TASK MATERIAL
========================

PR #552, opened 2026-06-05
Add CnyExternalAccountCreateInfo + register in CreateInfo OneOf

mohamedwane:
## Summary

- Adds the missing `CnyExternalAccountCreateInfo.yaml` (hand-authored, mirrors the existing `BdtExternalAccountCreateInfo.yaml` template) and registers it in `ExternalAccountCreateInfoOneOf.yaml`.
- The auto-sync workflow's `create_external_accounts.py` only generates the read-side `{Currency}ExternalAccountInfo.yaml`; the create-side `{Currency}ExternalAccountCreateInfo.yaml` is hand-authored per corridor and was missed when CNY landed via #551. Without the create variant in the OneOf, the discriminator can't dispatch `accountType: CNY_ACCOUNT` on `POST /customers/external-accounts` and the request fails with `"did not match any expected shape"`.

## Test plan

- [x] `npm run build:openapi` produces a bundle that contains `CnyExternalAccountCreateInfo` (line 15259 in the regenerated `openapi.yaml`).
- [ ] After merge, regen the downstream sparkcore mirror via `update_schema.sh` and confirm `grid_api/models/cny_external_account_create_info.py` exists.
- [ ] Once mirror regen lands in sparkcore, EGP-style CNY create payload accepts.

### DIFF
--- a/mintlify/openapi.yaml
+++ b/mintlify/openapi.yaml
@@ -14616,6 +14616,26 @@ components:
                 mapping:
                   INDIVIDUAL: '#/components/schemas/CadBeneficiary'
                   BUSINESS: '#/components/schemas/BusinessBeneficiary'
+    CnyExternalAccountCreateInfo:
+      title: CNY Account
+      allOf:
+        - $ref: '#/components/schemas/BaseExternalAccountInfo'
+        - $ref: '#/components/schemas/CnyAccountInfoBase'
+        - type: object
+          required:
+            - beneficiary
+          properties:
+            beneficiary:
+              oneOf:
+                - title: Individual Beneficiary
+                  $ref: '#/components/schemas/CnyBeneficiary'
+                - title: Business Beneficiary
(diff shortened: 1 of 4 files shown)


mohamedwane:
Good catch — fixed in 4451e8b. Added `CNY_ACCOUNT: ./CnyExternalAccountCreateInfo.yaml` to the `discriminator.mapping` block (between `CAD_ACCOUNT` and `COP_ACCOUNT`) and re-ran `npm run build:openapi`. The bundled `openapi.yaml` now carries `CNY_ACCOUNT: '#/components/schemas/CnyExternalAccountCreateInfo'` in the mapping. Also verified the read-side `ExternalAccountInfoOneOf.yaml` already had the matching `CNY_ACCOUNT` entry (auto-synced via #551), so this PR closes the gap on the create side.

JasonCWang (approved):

========================

WHAT TO DO
Repeat the listing above exactly. Add nothing.

TASK RESULT
PR #552, opened 2026-06-05
Add CnyExternalAccountCreateInfo + register in CreateInfo OneOf

mohamedwane:
## Summary

- Adds the missing `CnyExternalAccountCreateInfo.yaml` (hand-authored, mirrors the existing `BdtExternalAccountCreateInfo.yaml` template) and registers it in `ExternalAccountCreateInfoOneOf.yaml`.
- The auto-sync workflow's `create_external_accounts.py` only generates the read-side `{Currency}ExternalAccountInfo.yaml`; the create-side `{Currency}ExternalAccountCreateInfo.yaml` is hand-authored per corridor and was missed when CNY landed via #551. Without the create variant in the OneOf, the discriminator can't dispatch `accountType: CNY_ACCOUNT` on `POST /customers/external-accounts` and the request fails with `"did not match any expected shape"`.

## Test plan

- [x] `npm run build:openapi` produces a bundle that contains `CnyExternalAccountCreateInfo` (line 15259 in the regenerated `openapi.yaml`).
- [ ] After merge, regen the downstream sparkcore mirror via `update_schema.sh` and confirm `grid_api/models/cny_external_account_create_info.py` exists.
- [ ] Once mirror regen lands in sparkcore, EGP-style CNY create payload accepts.

### DIFF
--- a/mintlify/openapi.yaml
+++ b/mintlify/openapi.yaml
@@ -14616,6 +14616,26 @@ components:
                 mapping:
                   INDIVIDUAL: '#/components/schemas/CadBeneficiary'
                   BUSINESS: '#/components/schemas/BusinessBeneficiary'
+    CnyExternalAccountCreateInfo:
+      title: CNY Account
+      allOf:
+        - $ref: '#/components/schemas/BaseExternalAccountInfo'
+        - $ref: '#/components/schemas/CnyAccountInfoBase'
+        - type: object
+          required:
+            - beneficiary
+          properties:
+            beneficiary:
+              oneOf:
+                - title: Individual Beneficiary
+                  $ref: '#/components/schemas/CnyBeneficiary'
+                - title: Business Beneficiary
(diff shortened: 1 of 4 files shown)


mohamedwane:
Good catch — fixed in 4451e8b. Added `CNY_ACCOUNT: ./CnyExternalAccountCreateInfo.yaml` to the `discriminator.mapping` block (between `CAD_ACCOUNT` and `COP_ACCOUNT`) and re-ran `npm run build:openapi`. The bundled `openapi.yaml` now carries `CNY_ACCOUNT: '#/components/schemas/CnyExternalAccountCreateInfo'` in the mapping. Also verified the read-side `ExternalAccountInfoOneOf.yaml` already had the matching `CNY_ACCOUNT` entry (auto-synced via #551), so this PR closes the gap on the create side.

JasonCWang (approved):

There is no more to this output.